Stage b: Complex ethyl ester triftormetilfullerenov acid-{1’-carboxymethyl-4-perspire[2H-1-benzopyran-2,’-piperidine]

To a chilled mix (-20° (C) suspension of ethyl 4-(4-hydroxyphenyl)Spiro[2H-1-benzopyran-2,4’-piperidine]-1’-acetate (158 mg, 4,16×10-4mol) in anhydrous dichloromethane (10 cm3in an inert atmosphere add triethylamine (0,065 cm3, 4,6×10-4mol). After 10 minutes, added dropwise within about 5 minutes the solution triftormetilfullerenov anhydride (0,077 cm3, 4,6×10-4mol) in dichloromethane (7.7 cm3). For about the next 20 minutes of solid material disappears. However, analysis using thin-layer chromatography shows that the reaction is not completed yet, so add another portion of triftormetilfullerenov anhydride (0.25 EQ.). After about 20 minutes the reaction mixture was diluted with ethyl acetate (60 cm3), washed with water (3×60 cm3), then dried (Na2SO4) and the solvent is removed in vacuum. The crude product is purified by chromatography on a column of silica gel (dichloromethane: ethyl acetate, 3:1) to give the desired material (154 mg, 75%).

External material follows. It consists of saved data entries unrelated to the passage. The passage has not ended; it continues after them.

PR #1102, opened 2022-04-12
Improved the local makefile workflow

### LINKED ISSUE #756: Makefile-based Scanner integration test flow is very cumbersome to run locally
## Acceptance Criteria:
- In each *Scanner* directory (with existing integrationtests) implement an valid `integration-test` target: `make integration-test`
- Review & Update existing documentation regarding "integration-tests": https://docs.securecodebox.io/docs/contributing/integrating-a-scanner/makefile
- There is no longer a general integration-test folder `/secureCodeBox/tests/integration/`-> all hook related integrationtests are moved 

- [ ] Check AMASS
- [ ] Check angularjs-csti-scanner
- [ ] Check cmseek
- [ ] Check git-repo-scanner
- [ ] Check gitleaks
- [ ] Check kube-hunter
- [ ] ...

### Long read

At the moment, running integration tests locally is fairly painful. The goal is that a single `make integration-tests` in a scanner / hook directory should Just Work, but it very much does not at the moment.

In the worst case (modifications to the operator, no previous compiled state), in my experience the following is the minimum set of commands to run integration tests for a scanner (it may be that there is a simpler way, but I have not found it):

```bash
# If you also need to reset your cluster:
# kind delete cluster
# kind create cluster

# Prepare operator
cd operator
make docker-build
make docker-export
make kind-import
rm operator.tar lurker.tar  # clean up
make helm-deploy

# Prepare parser and hook SDK as dependency for the parser/hook
# In case of a scanner
cd ../parser-sdk/nodejs/
make docker-build-sdk
# In case of a hook
cd ../../hook-sdk/nodejs/
make docker-build-sdk

# Run the actual integration tests, with the example of semgrep
cd ../../scanners/semgrep/
make docker-build
make docker-export
make kind-import
rm parser-semgrep.tar scanner-semgrep.tar  # clean up
make deploy
make deploy-test-deps
# Ideally, the following is the only line I would need for all of this, maybe excluding the operator
make integration-tests
```

Some of this can probably be solved by settings dependencies inside the Makefile, but this may then require changes to the CI pipeline as well to avoid duplicate work being done there.

In an ideal world, `make integration-tests` in a scanner / hook directory would:
- Check if the cluster is present, and give a warning if it is not
- Validate the state of the cluster (is the operator running?) and get it into a good state if it isn't already
- Compile and load all dependencies for the docker build (i.e., hook / parser sdk)
- Compile and load the current scanner into the cluster
- Start the integration tests

I am marking this as both a bug and an enhancement because I was told that theoretically, this should already be the case with the current makefiles and it may be that the functionality was lost over time.

Ilyesbdlala:
## Description

closes #756 

Allows the following : 

- Running `make test` in a hook or scanner folder would run a clean install and run the corresponding unit-tests/integrations-tests
- Running `make test-scanner target=<SCANNER-NAME>` in the Project root directory, runs `make test` in the corresponding Scanner folder
- Running `make test-hook target=<SCANNER-NAME>` in the Project root directory, runs `make test` in the corresponding hook folder

### Checklist

### DIFF
--- a/Makefile
+++ b/Makefile
@@ -2,42 +2,7 @@
 #
 # SPDX-License-Identifier: Apache-2.0
 
-PROJECT_DIR					= $(shell pwd)
-BIN_DIR						= $(PROJECT_DIR)/bin
-SCANNERS_DIR				= $(PROJECT_DIR)/scanners
-HOOKS_DIR					= $(PROJECT_DIR)/hooks
-DEMO_TARGETS_DIR			= $(PROJECT_DIR)/demo-targets
-OPERATOR_DIR				= $(PROJECT_DIR)/operator
-PARSER_SDK_DIR				= $(PROJECT_DIR)/parser-sdk/nodejs
-HOOK_SDK_DIR				= $(PROJECT_DIR)/hook-sdk/nodejs
-AUTO_DISCOVERY_DIR			= $(PROJECT_DIR)/auto-discovery
-HELM_DOCS_DIR				= $(PROJECT_DIR)/.helm-docs
-TEMPLATES_DIR				= $(PROJECT_DIR)/.templates
-
-SCANNERS_CHART_LIST			:= $(sort $(wildcard $(SCANNERS_DIR)/*/Chart.yaml))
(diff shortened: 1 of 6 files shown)


RamiSouai (approved):
LGTM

Stage C: Ethyl ester of 4-[4-(diphenylamino)phenyl]-Spiro[2H-1-benzopyran-2,4’-piperidine]-1-acetic acid

Specified in the title compound was produced using the modified methods of Buchwald et al. (Buchwald et al. Tetrahedron Letters, 1997, 38, 6367).

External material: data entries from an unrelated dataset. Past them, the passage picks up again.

PR #1107, opened 2022-04-12
Feature/authenticated generic webhook

Miker91:
The PR is related to the **generic-webhook** ScanCompletionHook.

This small feature introduces the possibility to post a generic webhook including credentials. 

This can be helpful in CI/CD integration when the destination system requires authentication.

Credentials can be stored as Kubernetes secret.

### DIFF
--- a/hooks/generic-webhook/values.yaml
+++ b/hooks/generic-webhook/values.yaml
@@ -31,3 +31,12 @@ hook:
 
   # hook.tolerations -- Optional tolerations settings that control how the hook job is scheduled (see: https://kubernetes.io/docs/concepts/scheduling-eviction/taint-and-toleration/)
   tolerations: []
+
+  # hook.authentication -- Optional basic authentication credentials 
+  authentication:
+    # -- Link a pre-existing generic secret with `username` and `password` key / value pairs
+    userSecret: generic-webhook-credentials
+    # -- Name of the username key in the `userSecret` secret. Use this if you already have a secret with different key / value pairs
+    usernameKey: username
+    # -- Name of the password key in the `userSecret` secret. Use this if you already have a secret with different key / value pairs
+    passwordKey: password 
--- a/hooks/generic-webhook/values.yaml
+++ b/hooks/generic-webhook/values.yaml
@@ -34,9 +34,10 @@ hook:
 
   # hook.authentication -- Optional basic authentication credentials 
   authentication:
-    # -- Link a pre-existing generic secret with `usernameKey` and `passwordKey` key / value pairs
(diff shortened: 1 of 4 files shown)


Ilyesbdlala:
Thank you for your contribution !
In our project, we follow [DCO](https://developercertificate.org/). Each commit, as mentioned [here](https://github.com/secureCodeBox/secureCodeBox/blob/main/CONTRIBUTORS.md), has to be signed off.
Running the steps found [here](https://github.com/secureCodeBox/secureCodeBox/pull/1107/checks?check_run_id=5993384904) should do the trick.
The CI pipeline should hopefully run on your next git push.

Miker91:
@Ilyesbdlala Thanks for the advice. Hopefully it is ok now.

hooks/generic-webhook/values.yaml
```diff
@@ -31,3 +31,12 @@ hook:
...
   tolerations: []
+
+  # hook.authentication -- Optional basic authentication credentials 
+  authentication:
+    # -- Link a pre-existing generic secret with `usernameKey` and `passwordKey` key / value pairs
+    userSecret: generic-webhook-credentials
+    # -- Name of the username key in the `userSecret` secret. Use this if you already have a secret with different key / value pairs
+    usernameKey: username
+    # -- Name of the password key in the `userSecret` secret. Use this if you already have a secret with different key / value pairs
+    passwordKey: password
```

To a solution of triftormetilfullerenov acid-{1’-carboxy shall ethyl-4-perspire[2H-1-benzopyran-2,4’-piperidine]-ethyl ester} (421 mg, 8,43×10-4mol) in dry tetrahydrofuran (25 cm3during stirring at room temperature in a dry nitrogen atmosphere add Imin benzophenone (1.2 EQ., 0,283 cm3). Then add palladium acetate (1.25 mol%), (R)-(+)-2,2’-bis(diphenylphosphino)-1,1’-binaphthyl (3.75 mol%) and cesium carbonate (1,40 EQ., 385 mg). The mixture is heated to boiling point under reflux for 24 hours and then allow it to cool to room temperature. The mixture is diluted with diethyl ether (not dry) (250 cm3), filtered through filter pad and removed in vacuo volatile products. The residue is purified column chromatography on silica gel (heptane:ethyl acetate, 1:1) to give the desired material (547 mg, mixed with benzophenone imine).

Stage D: ethyl 4-(4-AMINOPHENYL)Spiro[2H-1-benzopyran-2,4’-piperidine]-1’-acetate

Specified in the header of the connection get method

Buchwald et al. (Buchwald et al., Tetrahedron Letters, 1997, 38, 6367).

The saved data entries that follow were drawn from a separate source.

PR #1133, opened 2022-04-25
Make common.mk use python3 (new) (Closes #1019) 

### LINKED ISSUE #1019: common.mk does not use python3 (correctly)

SebieF:
## Description
On some systems, the command `python` is either non-existing or actually calling `python3`. This PR, once applied, makes sure, that the correct command is selected and saved in the new `$(PYTHON)` variable and that Python version >= 3.0 is actually used (which is necessary for the makefile).

Also re-enables deactivated unit tests for git-repo-scanner.

To test if the PR works on your system, run the following commands:
```bash
cd scanners/git-repo-scanner
make unit-tests
# Should finish with all tests passed
```

Closes #1019.

### Checklist
Works and tested for the following setups:
- [x] Linux (Ubuntu)
- [x] Linux with Anaconda
- [x] MacOs 
- [x] PyEnv 

*This is a new version of the old pull-request #1071 which had a failed rebase and unsigned commits.*

### DIFF
--- a/common.mk
+++ b/common.mk
@@ -25,8 +25,23 @@ ifeq ($(name),)
   $(error name ENV is not set)
 endif
 
+PYTHON = $(shell which python3)
+ifeq ($(PYTHON),)
+  PYTHON = $(shell which python)
+  ifeq ($(PYTHON),)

To a stirred solution of ethyl 4-(4-benzothioneyl)Spiro[2H-1-benzopyran-2,4’-piperidine]-1’-acetate (542 mg, 1 mmol) in methyl alcohol (25 cm3) add sodium acetate (198 mg, 2.4 mmol) and then hydroxylamine hydrochloride (125 mg, 1.8 EQ.) and the reaction mixture was stirred at room temperature for 30 minutes. Methyl alcohol is removed in vacuo, then the residue is apredeljat between dichloromethane (25 cm 3) and an aqueous solution of sodium hydroxide (0.1 M, 25 cm3). Separate the organic layer and the volatile products are removed under vacuum, after which the product was then purified column chromatography (silica gel, ethyl acetate) (220 mg, 69% of the triflate).

Stage E: ethyl 4-(methyl 4-phenylsulfonyl)Spiro[2H-1-benzopyran-2,4’-piperidine]-1’-acetate

Specified in the header connection receive according to the method of Sandberg et al. (R.J. Sundberg et al., Journal of Organic chemistry, 1984, 49, 249).

A flask containing a mixture of ethyl 4-(4-AMINOPHENYL)Spiro[2H-1-benzopyran-2,4’-piperidine]-1’-acetate (214 mg, 0,566 mmol), pyridine (3 EQ., 0,137 cm3) and anhydrous dichloromethane (10 cm3) is stirred in a bath containing ice/methyl alcohol. After 10 minutes at the same temperature is added dropwise within about 5 minutes the solution methanesulfonamide (1.5 EQ., of 0.066 cm3) in dry dichloromethane (0,66 cm3). After stirring for 2 hours the reaction mixture was poured into a saturated aqueous solution of potassium bicarbonate (10 cm3). The organic layer was washed with water (3×50 cm3) and the solvent is removed in vacuum. Add toluene (30 cm3and then delete it in the vacuum (the specified procedure is repeated up until the smell will disappear pyridine) and then add methyl alcohol (30 cm3) and remove it. The rest is a homogenous material (234 mg, 91%).

Stage F: ethyl 4-(methyl 4-phenyl-N-metalsalt-named)Spiro[2H-1-benzopyran-2,4’-piperidine]-1’-acetate

To a solution of ethyl 4-(methyl 4-phenylsulfonyl)Spiro[2H-1-benzopyran-2,’piperidine]-1’-acetate (108 mg, 0,236 mmol) in methyl alcohol (10 cm3) add without stirring solution trimethylsilyldiazomethane (2 M in hexano, 5 cm3). Immediately adding celebrated the release of nitrogen. After incubation for 1 hour at room temperature, volatile products are removed under vacuum, then the residue purified by chromatography on a column (silica gel, ethyl acetate) to obtain a homogeneous product (74 mg, 67%).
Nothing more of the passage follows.